== Exercise material

Issue #273, opened 2021-11-05
Enable donwloading a user's own data


lfaucon:
I would say minimum metadata and list of all comparisons made by the user.

PR #283, opened 2021-11-07
Add endpoint for downloading all comparisons as a CSV

lfaucon:
Part of the backend for ticket: #273

### DIFF
--- a/backend/tournesol/tests/test_api_user.py
+++ b/backend/tournesol/tests/test_api_user.py
@@ -3,6 +3,7 @@ from rest_framework import status
 from rest_framework.test import APIClient
 
 from core.models import User
+from tournesol.models import Comparison, Video, ComparisonCriteriaScore
 
 
 class UserDeletionTestCase(TestCase):
@@ -99,3 +100,34 @@ class UserRegisterNewEmailTest(TestCase):
             text="email address already exists",
             status_code=400
         )
+
+class UserDataDump(TestCase):
+    def setUp(self) -> None:
+        self.user_with_comparisons = User.objects.create_user(username="user_with", email="user_with@example.com")
+        
+        self.video1 = Video.objects.create(video_id="test_all_data_1", name="test_all_data_1")
+        self.video2 = Video.objects.create(video_id="test_all_data_2", name="test_all_data_2")
+        self.comparison = Comparison.objects.create(user=self.user_with_comparisons, video_1=self.video1, video_2=self.video2)
+        ComparisonCriteriaScore.objects.create(comparison=self.comparison,score=5,criteria="largely_recommended")
+        self.user_without_comparisons = User.objects.create_user(username="user_without", email="user_without@example.com")
+        self.client = APIClient()
+
+    def test_not_authenticated_cannot_download(self):
+        resp = self.client.get("/users/me/all_data/")
+        self.assertEqual(resp.status_code, 401)
+
+    def test_authenticated_with_comparisons_can_download(self):
+        self.client.force_authenticate(self.user_with_comparisons)
+        resp = self.client.get("/users/me/all_data/")
+        self.assertEqual(resp.status_code, 200)
+        # Ensures the csv contains the information about the single comparison criteria score
+        self.assertIn(b'test_all_data_1', resp.content)
+        self.assertIn(b'largely_recommended', resp.content)
+
+    def test_authenticated_without_comparisons_can_download(self):
+        self.client.force_authenticate(self.user_without_comparisons)
+        resp = self.client.get("/users/me/all_data/")
+        self.assertEqual(resp.status_code, 200)
+        # Ensures the csv does not contain information about comparison criteria score
+        self.assertNotIn(b'test_all_data_1', resp.content)
+        self.assertNotIn(b'largely_recommended', resp.content)
--- a/backend/tournesol/tests/test_api_user.py
+++ b/backend/tournesol/tests/test_api_user.py
@@ -100,34 +100,3 @@ class UserRegisterNewEmailTest(TestCase):
             text="email address already exists",
             status_code=400
         )
-
-class UserDataDump(TestCase):
-    def setUp(self) -> None:
-        self.user_with_comparisons = User.objects.create_user(username="user_with", email="user_with@example.com")
-        
-        self.video1 = Video.objects.create(video_id="test_all_data_1", name="test_all_data_1")
-        self.video2 = Video.objects.create(video_id="test_all_data_2", name="test_all_data_2")
-        self.comparison = Comparison.objects.create(user=self.user_with_comparisons, video_1=self.video1, video_2=self.video2)
-        ComparisonCriteriaScore.objects.create(comparison=self.comparison,score=5,criteria="largely_recommended")
-        self.user_without_comparisons = User.objects.create_user(username="user_without", email="user_without@example.com")
-        self.client = APIClient()
-
-    def test_not_authenticated_cannot_download(self):
-        resp = self.client.get("/users/me/all_data/")
-        self.assertEqual(resp.status_code, 401)
-
-    def test_authenticated_with_comparisons_can_download(self):
-        self.client.force_authenticate(self.user_with_comparisons)
-        resp = self.client.get("/users/me/all_data/")
-        self.assertEqual(resp.status_code, 200)
-        # Ensures the csv contains the information about the single comparison criteria score
-        self.assertIn(b'test_all_data_1', resp.content)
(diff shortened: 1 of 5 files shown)


backend/tournesol/views/user.py
```diff
@@ -23,3 +30,29 @@ def delete(self, request):
...
+
+
+
+
+class UserDataDumpView(APIView):
+    permission_classes = [IsAuthenticated]
+
+    def get(self, request):
+        response = HttpResponse(content_type='text/csv')
+        response['Content-Disposition'] = 'attachment; filename="export.csv"'
```
amatissart, line 42: Don't we want to wrap the file in a .zip archive, to be able to include multiple .csv files in the future?

backend/tournesol/views/user.py
```diff
@@ -23,3 +30,29 @@ def delete(self, request):
...
+        writer = csv.DictWriter(response, fieldnames=['video_a', 'video_b', 'criteria', 'weight', 'score'])
+        writer.writeheader()
+                
+        comparison_queryset = Comparison.objects.filter(user=request.user)
```
amatissart, line 46: Suggestion to reduce the number of potential SQL queries required to build the export:
```suggestion
        comparison_queryset = Comparison.objects\
            .filter(user=request.user)\
            .select_related("video_1", "video_2")\
            .prefetch_related("criteria_scores")

```

backend/tournesol/tests/test_api_user.py
```diff
@@ -99,3 +100,34 @@ def test_cannot_submit_existing_email(self):
...
+        self.assertIn(b'test_all_data_1', resp.content)
+        self.assertIn(b'largely_recommended', resp.content)
+
+    def test_authenticated_without_comparisons_can_download(self):
+        self.client.force_authenticate(self.user_without_comparisons)
+        resp = self.client.get("/users/me/all_data/")
+        self.assertEqual(resp.status_code, 200)
+        # Ensures the csv does not contain information about comparison criteria score
+        self.assertNotIn(b'test_all_data_1', resp.content)
+        self.assertNotIn(b'largely_recommended', resp.content)
```
sandre35, line 133: I would recommend to use a library that verifies directly inside the csv that information are correctly inside it.
Information are for sure inside the reponse, but we are not sure about the readability of the csv

backend/tournesol/views/user.py
```diff
@@ -23,3 +30,29 @@ def delete(self, request):
...
+
+
+class UserDataDumpView(APIView):
+    permission_classes = [IsAuthenticated]
+
+    def get(self, request):
+        response = HttpResponse(content_type='text/csv')
+        response['Content-Disposition'] = 'attachment; filename="export.csv"'
+        writer = csv.DictWriter(response, fieldnames=['video_a', 'video_b', 'criteria', 'weight', 'score'])
+        writer.writeheader()
```
sandre35, line 44: We need also to test if headers are correctly written, and readable for a human

backend/tournesol/views/user.py
```diff
@@ -23,3 +30,29 @@ def delete(self, request):
         logout(request)
         logger.info("User '%s' with email '%s' has been deleted.", user.username, user.email)
         return Response(status=status.HTTP_204_NO_CONTENT)
+
+
+
```
sandre35, line 35: There are 3 too many empty lines

sandre35 (changes requested):

backend/tournesol/views/user.py
lfaucon: I thought it my be nice to also have the possibility to download only the comparisons as a csv. 

Not I added a second route:
- /exports/comparisons : downloads a csv with comparisons
- /exports/all : downloads a zip archive (currently only comparisons in it)

backend/tournesol/views/user.py
lfaucon: Thanks for the optimization! Made the change as you recommend

backend/tournesol/views/user.py
lfaucon: Fixed

backend/tournesol/tests/test_api_user.py
lfaucon: Fixed

backend/tournesol/views/user.py
lfaucon: As we now use the csv.DictReader in the test, the test includes parsing the column names, then makes sure that "scores" is one of the columns

backend/tournesol/tests/test_exports.py
```diff
@@ -0,0 +1,57 @@
...
+
+    def test_authenticated_with_comparisons_can_download_all(self):
+        self.client.force_authenticate(self.user_with_comparisons)
+        resp = self.client.get("/users/me/exports/all/")
+        self.assertEqual(resp.status_code, status.HTTP_200_OK)
+
+    def test_authenticated_without_comparisons_can_download_all(self):
+        self.client.force_authenticate(self.user_without_comparisons)
+        resp = self.client.get("/users/me/exports/all/")
+        self.assertEqual(resp.status_code, status.HTTP_200_OK)
```
sandre35, line 57: There is one line missing at the end of the file

backend/tournesol/tests/test_exports.py
```diff
@@ -0,0 +1,57 @@
...
+
+    def test_authenticated_with_comparisons_can_download_comparisons(self):
+        self.client.force_authenticate(self.user_with_comparisons)
+        resp = self.client.get("/users/me/exports/comparisons/")
+        self.assertEqual(resp.status_code, status.HTTP_200_OK)
+        # Ensures that the csv contians a single row with the correct score
+        csv_file = csv.DictReader(io.StringIO(resp.content.decode()))
+        comparison_list = [row for row in csv_file]
+        self.assertEqual(len(comparison_list), 1)
+        self.assertEqual(float(comparison_list[0]['score']), 5)
```
sandre35, line 34: It is very much about details but `5` is a int not a float. So maybe we can replace it by 5.0 ?

backend/tournesol/tests/test_exports.py
```diff
@@ -0,0 +1,57 @@
...
+
+    def test_authenticated_without_comparisons_can_download_comparisons(self):
+        self.client.force_authenticate(self.user_without_comparisons)
+        resp = self.client.get("/users/me/exports/comparisons/")
+        self.assertEqual(resp.status_code, status.HTTP_200_OK)
+        # Ensures the csv does not contain information about comparison criteria score
+        csv_file = csv.DictReader(io.StringIO(resp.content.decode()))
+        comparison_list = [row for row in csv_file]
+        self.assertEqual(len(comparison_list), 0)
```
sandre35, line 43: From what I can read. This file is completely empty. So, the file doesn't have headers.
It would be more readable for the user if he knows what columns are referring to ?

sandre35 (changes requested):

backend/tournesol/tests/test_exports.py
lfaucon: The file looks like this for a user who has submitted 0 comparisons

```
❯ cat ~/Downloads/export.csv
video_a,video_b,criteria,weight,score
```

backend/tournesol/tests/test_exports.py
lfaucon: Fixed. Do you want to look into adding this check in the automated syntax checks ? This way you will not have to check for it yourself. 

This is also the sort of thing that may be added in a git commit hook

backend/tournesol/views/exports.py
```diff
@@ -0,0 +1,67 @@
...
+    def get(self, request):
+        response = HttpResponse(content_type='text/csv')
+        response['Content-Disposition'] = 'attachment; filename="export.csv"'
+        write_comparisons_file(request, response)
+        return response
+
+
+class ExportAllView(APIView):
+
+    def get(self, request):
```
amatissart, line 49: DRF Spectacular is logging errors because it can't find any serializer for these views: the response format can be defined as `OpenApiTypes.BINARY` from `drf_spectacular.types`:
```suggestion
    @extend_schema(
        description="Download current user data in .zip file",
        responses={200: OpenApiTypes.BINARY}
    )
    def get(self, request):
```

amatissart (approved):
It looks good to me.

Note that [`openapi-typescript-codegen`](https://github.com/ferdikoomen/openapi-typescript-codegen) used by "frontend" to generate the "services" code based on the OpenAPI schema, does not implement specific behaviour when `Content-Disposition` header is present in the response: only the body is accessible as a string.  
So we may need to implement the download ourselves when integrating these exports links in the UI.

====

Restate word for word only the lines running from the beginning of the data to the line holding "from core.models import User", both included.

Issue #273, opened 2021-11-05
Enable donwloading a user's own data


lfaucon:
I would say minimum metadata and list of all comparisons made by the user.

PR #283, opened 2021-11-07
Add endpoint for downloading all comparisons as a CSV

lfaucon:
Part of the backend for ticket: #273

### DIFF
--- a/backend/tournesol/tests/test_api_user.py
+++ b/backend/tournesol/tests/test_api_user.py
@@ -3,6 +3,7 @@ from rest_framework import status
 from rest_framework.test import APIClient
 
 from core.models import User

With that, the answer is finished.